Il nostro metodo per manipolare la luce artificiale di notte, o ALAN, all'interno di cassette nido, è potente per determinare gli effetti di ALAN sul comportamento, la fisiologia e la forma fisica degli animali. Questa tecnica aiuta a superare le sfide inerenti allo studio di come ALAN colpisce gli animali ruspanti, perché i ricercatori possono esporre gli animali alla luce di notte in modo controllato. Questo sistema può essere utilizzato in qualsiasi specie aviaria o mammifera che utilizza cavità per l'allevamento o il riposo, e ha anche il potenziale per essere modificato per l'uso in altri contesti.

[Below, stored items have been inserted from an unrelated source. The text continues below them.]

PR #1194, opened 2022-12-27
Add newer fixtures

NickGerleman:
Summary:
flexlayout has the same fixtures forked from Yoga, with some disabled, and some added. This syncs that list to Yoga, adding the fixes made to it along with new fixtures.

One new test absolute_child_with_max_height_larger_shrinkable_grandchild is failing, along with two fixtures where Chrome had recently changed its behaviors. These are commented out at the moment before I do something smarter with the test runner to allow more fixtures.

Differential Revision: D42242096

### DIFF
--- a/csharp/tests/Facebook.Yoga/YGAbsolutePositionTest.cs
+++ b/csharp/tests/Facebook.Yoga/YGAbsolutePositionTest.cs
@@ -26,7 +26,6 @@ namespace Facebook.Yoga
 
             YogaNode root_child0 = new YogaNode(config);
             root_child0.PositionType = YogaPositionType.Absolute;
-            root_child0.Start = 10;
             root_child0.Top = 10;
             root_child0.Width = 10;
             root_child0.Height = 10;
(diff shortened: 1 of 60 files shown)


nicoburns:
@NickGerleman Not the biggest issue, but the test `justify_content_colunn_max_height_and_margin` has a typo (should be `column` not `colunn`) reported to Taffy here https://github.com/DioxusLabs/taffy/pull/330. The issue wasn't introduced by this PR, but maybe it would be a good place to fix it?

nicoburns:
Looks like gtest allows you to disable tests by prefixing the test name with `DISABLED_`. Seems like it could be a good way to go for known failures? https://stackoverflow.com/questions/7208070/googletest-how-to-skip-a-test

NickGerleman:
> Looks like gtest allows you to disable tests by prefixing the test name with `DISABLED_`. Seems like it could be a good way to go for known failures? https://stackoverflow.com/questions/7208070/googletest-how-to-skip-a-test

Teaching the test generator to emit annotations to skip tests would be a good concrete step towards getting some of this cleaned up. Patterned after what was done for experimental features, we could maybe add an HTML attribute like `skip-test="true"` or `data-skip-test="true"`.

Then we would emit for GTest, add `test.skip` for Jest, etc, for the different test backeends.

Inizia abituando gli animali alla configurazione sperimentale posizionando una scatola fittizia sulla parte superiore della scatola del nido almeno un giorno prima dell'esperimento, per ridurre al minimo gli effetti dell'avversione alla novità. Per esaminare gli individui focali, adattare gli animali nella popolazione di studio con un transponder integrativo passivo o un tag PIT, per consentire l'identificazione all'interno della scatola del nido, senza disturbare gli uccelli. Negli esperimenti che coinvolgono l'effetto della luce artificiale durante la notte o ALAN sul comportamento del sonno, visita le cassette nido la notte prima dell'esperimento e scansiona le scatole con un'indicazione a radiofrequenza o un lettore RFID, per determinare quali uccelli si trovano all'interno.
Per registrare il sonno indisturbato in assenza di ALAN, implementare un progetto di misure ripetute registrando il sonno in condizioni di oscurità per una notte, e poi in presenza di ALAN, per una notte. Per entrambe le notti, prima di portare sul campo la telecamera a infrarossi o IR, sincronizzare l'ora con l'ora locale. Quindi, inserire una scheda MDSD nello slot SD nel mini registratore DVR adiacente alla batteria.
Almeno due ore prima dell'inizio dell'oscurità, rimuovere la scatola fittizia dalla parte superiore della scatola nido e aprire il coperchio della scatola nido per posizionare la piastra contenente la telecamera IR all'interno, con l'obiettivo della telecamera orientato verso il basso. Quindi estendere i connettori elettronici fuori dalla scanalatura nella scatola del nido. Dopo aver chiuso il coperchio della scatola del nido, posiziona l'involucro contenente la batteria, il registratore e il timer sopra la scatola del nido.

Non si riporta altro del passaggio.